Evanston Fire Departments chaplains provide all-around support


Photo courtesy of Jorge Melendez

The Evanston Fire Department’s two chaplains offer support to the entire department

Luke Jordan, Reporter

The Evanston Fire Department doesn’t just have one chaplain, but two.

Monté Dillard and Heath Howe, Evanston Fire Department’s chaplains, started their positions in the summer of 2020.

Fire Chief Paul Polep said the chaplains are vital support for members of the fire department. He said they provide a system of support built on trust the chaplains have earned with department members.

“In a fire department or a police department, the more you see the more you can become calloused to things,” Polep said. “Having a support system, like the chaplains that we have, to be able to reach out and bring yourself back to normal, it’s a good thing.”

Their work is multi-faceted, but centers around building relationships with members of the Evanston Fire Department, Dillard said. Along with other responsibilities, this requires visiting the firehouses and arriving at the scene during crises.

Part of their role as chaplains is also to comfort victims, Howe said. This isn’t a task naturally built into the jobs of other fire department members. 
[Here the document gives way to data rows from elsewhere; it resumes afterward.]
Issue #734, opened 2016-05-31
LuCI issues with lighttpd


bilik:
Router model: TP-Link TL-WR1043ND. 
After change uhttpd => lighttpd.
Every time I use LUCI crash with mesage.
thanks in advance
Everything another is OK (php, html, scripts, rrd, ...)

/usr/lib/lua/luci/util.lua:587: Unable to establish ubus connection
stack traceback:
    [C]: in function 'assert'
    /usr/lib/lua/luci/util.lua:587: in function 'ubus'
    /usr/lib/lua/luci/dispatcher.lua:321: in function 'dispatch'
    /usr/lib/lua/luci/dispatcher.lua:168: in function </usr/lib/lua/luci/dispatcher.lua:167>

bilik:
/usr/lib/lua/luci/dispatcher.lua:433: Failed to execute function dispatcher target for entry '/'.
The called action terminated with an exception:
/usr/lib/lua/luci/util.lua:587: Unable to establish ubus connection
stack traceback:
	[C]: in function 'assert'
	/usr/lib/lua/luci/dispatcher.lua:433: in function 'dispatch'
	/usr/lib/lua/luci/dispatcher.lua:168: in function </usr/lib/lua/luci/dispatcher.lua:167>

jow-:
Make sure luci runs as root.

bilik:
But I can not run web server (lighttpd) as root. Is any another choice?

Rom4nB:
I have the same issue with the same router.

Is there anything new about this?

jow-:
What same issue? That LuCI is not running as root?

Rom4nB:
No, that luci won't start but show the message
/usr/lib/lua/luci/util.lua:587: Unable to establish ubus connection

I tried installing OwnCloud using this howto
https://wiki.openwrt.org/doc/howto/owncloud

It works fine until the part with "disable httpd and use luci on lighttpd". I could not manage to get luci working again, I only got the same error message as blllk above.
/usr/lib/lua/luci/dispatcher.lua:433: Failed to execute function dispatcher target for entry '/'.
The called action terminated with an exception:
/usr/lib/lua/luci/util.lua:587: Unable to establish ubus connection


Finally I used 
firstboot

to regain the default settings and luci works again.

hurenkam:
The following (workaround) fixes this issue for me on lighttpd:
root@OpenWrt:~# chmod +s /usr/bin/lua

[...]

PR #6596, opened 2023-09-25
Luci collections add luci-lighttpd

stokito:
The PR is based on #6591 so check only the last commit.

Turris Omnia and Gl.Inet use the Lighttpd webserver.
But for the Luci we need to add some configuration. In order to help users who also want to use the Lighttpd the new package luci-lighttpd would be helpful.

For the TurrisOS there is a task [Add package luci-lighttpd](https://gitlab.nic.cz/turris/os/build/-/issues/406)


feckert:
I haven't looked into the whole thing in detail now. But while we are at it, that we want to run the LuCI on other web servers. Then we should have a package naming convention.

luci-www: Contains all packages that are common to all LuCI installations independent of the use webserver. 

luci-light -> luci-uhttpd: Dependencies (at least luci-www) and configuration files to run LuCI with uhttpd.
luci-nginx: dependencies (at least luci-www) and configuration files to run LuCI with nginx
luci-lighttpd: dependencies (at least luci-www) and configuration files to run LuCI with lighttpd
luci-ssl-openssl -> luci-uhttpd-openssl: dependencie to luci-uhttpd
luci-ssl -> luci-uhttpd-mbedtls: dependencie to luci-uhtpd
luci-ssl-nginx -> luci-nginx-openssl: dependencie to luci-nginx

stokito:
I agree with you and also thought about this. But here some thoughts that stopped me:
0. Just to clarify: The luci-www package that I proposed contains a single file /www/index.html. The package needs to be installed by default but firmware manufactures may choice to not use it and use their own admin panel instead (e.g. Turris reForris)
1. The luci-light is already existing package and some firmwares may already have it configured in scripts. We may rename it as well but that's probably better to do in next releases.

And finally:
Basically there shouldn't be any luci-SOME_WEBSERVER packages. In ideal world the Luci  should work out of the box with any webserver.
The purpose of the luci-light and luci-nginx is to add a dependency to mod-ubus and ucode.
Instead we can simplify this by just adding the mod-ubus just to uhttpd and nginx packages. They are anyway small.

The only difference is luci-lighttpd that adds a [config file to Lighttpd](https://github.com/openwrt/luci/pull/6596/commits/e43792468df6cc852dc2b2069c8a5bee0baaf502#diff-e9084521faa671dae8e756b546adb639859895ff2167dacf49ae8f0a47ad52e4).
The config file is small and basically it just makes the Lighttpd to be started as root.
It's a difficult topic about how to make this properly and was discussed before
https://github.com/openwrt/luci/issues/734#issuecomment-283769760
In fact I think that the luci should be started on own port and additionally a proxy should be placed before.
But just for today to simplify things the luci-lighttpd should be very helpful.

feckert:
>     1. Just to clarify: The luci-www package that I proposed contains a single file /www/index.html. The package needs to be installed by default but firmware manufactures may choice to not use it and use their own admin panel instead (e.g. Turris reForris)

This is a problem of downstream. Regardless, they can build their own package that has `luci-www` as a dependency and then delete the file in a `pre-install` script of their new package and replace it with their own. 

>     2. The luci-light is already existing package and some firmwares may already have it configured in scripts. We may rename it as well but that's probably better to do in next releases.

There we can use the [PROVIDE:=](https://github.com/search?q=repo%3Aopenwrt%2Fopenwrt+PROVIDES%3A&type=code) feature of openwrt to set an alternative name so that we can still use `luci-light` to install the package.


> Basically there shouldn't be any luci-SOME_WEBSERVER packages. In ideal world the Luci should work out of the box with any webserver. The purpose of the luci-light and luci-nginx is to add a dependency to mod-ubus and ucode. Instead we can simplify this by just adding the mod-ubus just to uhttpd and nginx packages. They are anyway small.

LuCI should work with any web server, but you need additional packages and configuration to make it work on them. That's why I think it's not bad if I can simply type `luci-ngnix` and the LuCI runs.

stokito:
> they can build their own package that has luci-www as a dependency and then delete the file in a pre-install script

If this can work then I probably can drop the commit with extracting of the luci-www.
Still this looks confusing to me when one package removes files from another.

collections/luci-light/Makefile
```diff
@@ -9,15 +9,10 @@ include $(TOPDIR)/rules.mk
 LUCI_TYPE:=col
 LUCI_BASENAME:=light
 
-LUCI_TITLE:=LuCI interface with Uhttpd as Webserver (light)
-LUCI_DESCRIPTION:=Light OpenWrt set including admin support and the default Bootstrap theme
+LUCI_TITLE:=LuCI Configuration Interface with light Uhttpd as webserver
```
raenye, line 12: _Uhttpd_, _uhttpd_ or _uHTTPd_?
It seems [official docs](https://openwrt.org/docs/guide-user/services/webserver/uhttpd) favour the latter.

stokito: it was already written here as Uhttpd so I kept it as is. It's a good idea to change to be the same as in docs

feckert:
> > they can build their own package that has luci-www as a dependency and then delete the file in a pre-install script

> If this can work then I probably can drop the commit with extracting of the luci-www. Still this looks confusing to me when one package removes files from another.

We don't have to delete it. We can move it with a postfix.
For example `index.html.luci-base`. And if we delete the package that moved this file, we could move `index.html.lubi-base` to the correct location again.

stokito:
Nice trick. That's just for me the luci-www seems more easier to implement (it's already), understand and use.

collections/luci-lighttpd/root/etc/lighttpd/conf.d/80-luci.conf
```diff
@@ -0,0 +1,12 @@
+# LuCI require root to manage router
+server.username  := ""
+server.groupname := ""
+
+alias.url += (
+  "/cgi-bin/" => server_root + "cgi-bin/"
```
openwrt-ai, line 6: lighttpd array elements must be separated by commas. With no comma between the two `=>` entries, lighttpd fails to parse this block (syntax error at the second key) and the server will not start.

```suggestion
  "/cgi-bin/" => server_root + "cgi-bin/",
```

---

collections/luci-lighttpd/Makefile
```diff
@@ -0,0 +1,40 @@
...
+	+lighttpd \
+	+lighttpd-mod-alias \
+	+lighttpd-mod-cgi
+
+PKG_LICENSE:=Apache-2.0
+
+define Package/luci-lighttpd/postinst
+#!/bin/sh
+if [ -z "$$IPKG_INSTROOT" ]; then
+  rm /var/log/lighttpd/error.log
```
openwrt-ai, line 25: On a fresh install `/var/log/lighttpd/error.log` may not exist yet (lighttpd has never started, or the file was already removed), so a bare `rm` exits non-zero and prints an error during package configuration. Use `rm -f`. Same applies to the `postrm` at line 33.

```suggestion
  rm -f /var/log/lighttpd/error.log
```

---

openwrt-ai (commented):
Reviewed the last commit (`collections: add luci-lighttpd`) per the PR description; the other diffs belong to the #6591 dependency. Two inline issues on the new files.

---

PR #6597, opened 2023-09-26
Convert LuCI JS code to ES6 standard

jow-:
This PR contains commits dropping polyfills not needed anymore on modern browsers and refactoring code to utilize ES6 syntax elements and features.


systemcrash:
With this PR, is it your opinion that we can start implementing ES6 for future JS code?

stokito (approved):

stokito:
The luci already have many places where the ES6 syntax is used.
Keep sources simple and small is complicated so we better to move to ES6.
Also please consider to use the [JavaScript Standard Style](https://standardjs.com/) e.g indent with spaces and no semicolons.

I can convert to ES6 other apps.

jow-:
I dislike semicolon omission and space indentation, so personally I am opposed to standard style.

PR #6616, opened 2023-10-03
Ramon00 patch 2

Ramon00:


hnyman:
Looks badly incomplete. Please first actually create the LuCI content, test it, and then create the PR.
(and no merge commits allowed)

PR #6617, opened 2023-10-03
First version of luci-app-usteer

Ramon00:
This is my initial version of the luci-app-usteer, also my 1st contribution to OpenWRT and my 1st pull request. Not really sure if code quality is good enough. Feel free to edit.


Ramon00:
ah i see, no lua, just as i was getting the hang of it. Let me see if i can find some time to convert to js.

PR #6619, opened 2023-10-03
luci-app-statistics: regenerate graphs on window resize

raenye:
Currently graphs are redrawn only based on the refresh interval (_never_ or _every 5/30/60 seconds_).
Since the image size is calculated based on the window size, redraw graphs (once) also after resizing the window. This also captures window resize due to orientation change (e.g., for mobile).
Since multiple resize events are fired when dragging the window border, there is a 250ms delay for debouncing.


systemcrash:
Merged via 8fcd52f5130acd1a0738ff47f9bba2c9cc42e662

PR #6625, opened 2023-10-08
luci-app-dawn: show hostnames of clients if known

micw:
This commits adds a "Hostname" column that shows the name of a host from host-hints if known.

### DIFF
--- a/applications/luci-app-dawn/luasrc/model/cbi/dawn/dawn_network.lua
+++ b/applications/luci-app-dawn/luasrc/model/cbi/dawn/dawn_network.lua
@@ -57,6 +57,7 @@ function s.render(self, sid)
 							<td class="td" style="vertical-align: top;">
 								<table class="table" id="clients-<%= mac %>">
 									<tr class="tr table-titles">
+										<th class="th">Hostname</th>
 										<th class="th">MAC</th>
 										<th class="th">HT</th>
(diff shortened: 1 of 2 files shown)


applications/luci-app-dawn/luasrc/model/cbi/dawn/dawn_network.lua
```diff
@@ -68,6 +69,7 @@ function s.render(self, sid)
 											if (type(clientvals) == "table") then
 									%>
 										<tr class="tr">
+											<td class="td"><% if (hosts[clientmac] and hosts[clientmac].name) then print(hosts[clientmac].name) end %></td>
```
jow-, line 72: This looks prone to XSS if someone manages to inject an odd hostname into the network. Please use the following expression:

```html
<td class="td"><%= hosts[clientmac] and hosts[clientmac].name and pcdata(hosts[clientmac].name) or "-" %></td>
```

micw: Thank you for the very good feedback. It's my first step with lua, now I learned the difference between print and <= ...
I have changed the line.

micw:
Closing this since luci-app-dawn has been re-implemented in JS meanwhile

Issue #6620, opened 2023-10-04
luci-app-ksmbd: multiple interfaces


AndroKev:
## Steps to reproduce:
1. go to: Services → Network Shares
2. try to set multiple interfaces

## Actual behavior:
only one interface can be selected

## Expected behavior:

allow to select multiple interfaces, in samba4 its allowed(not tested)

its working when you edit your `/etc/config/ksmbd` manually [reference](https://forum.openwrt.org/t/configure-ksmbd-samba-on-two-interfaces/106893)
```
config globals
  option interface 'lan wg0'
```

https://github.com/openwrt/luci/blob/18eed14abae33ed523480e2ffbe6dd3710b2d5bd/applications/luci-app-ksmbd/htdocs/luci-static/resources/view/ksmbd.js#L35-L37

https://github.com/openwrt/luci/blob/127ca64a672ba4b748ea230cce79b0c4cc1c8207/applications/luci-app-samba4/htdocs/luci-static/resources/view/samba4.js#L34-L50

## Additional Information:
OpenWrt version information from system `/etc/openwrt_release`

```
DISTRIB_ID='OpenWrt'
DISTRIB_RELEASE='22.03.4'
DISTRIB_REVISION='r20123-38ccc47687'
DISTRIB_TARGET='ramips/mt76x8'
DISTRIB_ARCH='mipsel_24kc'
DISTRIB_DESCRIPTION='OpenWrt 22.03.4 r20123-38ccc47687'
DISTRIB_TAINTS=''
```
version of luci-app-ksmbd

`luci-app-ksmbd | git-21.224.17289-a624647`

PR #6631, opened 2023-10-10
luci-app-ksmbd: add UI for multiple interfaces

raenye:
`/etc/config/ksmbd` supports multiple interfaces (in `config globals`->`option interface`) but the current UI only supports selecting a single one. This patch adds support for selecting multiple interfaces, based on how `luci-app-samba4` does it.

Closes: #6620

Suggested-by: @AndroKev (let me know if you want your name in the commit)


jow-:
Merged, thanks!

Chaplains are also sometimes called to non-emergency scenes, Polep said.

“It’s not always the house fires, it’s not always the water rescues, it’s not always the … big call,” Polep said. “Sometimes it’s just a call where we could use a little help.”

It’s common for the chaplains to follow up with members of the fire department and victims of situations, at times even making hospital visits, he said.

The two chaplains’ relationships with firefighters aren’t confined to the workplace. Dillard said he communicates with some department staff regularly on social media, and recently noticed a department member in his congregation.

While their work as fire chaplains is very demanding, both chaplains said their faith keeps them centered.

“At least for Christians, (giving) is a part of our call,” Howe said. “So for me to be able to give to the Evanston community … that’s a part of why I like it.”

While fire department staff and victims know about the chaplain’s support network, they can choose how much to engage with them. The chaplains said they seek to provide support to whoever needs it across all cultures. 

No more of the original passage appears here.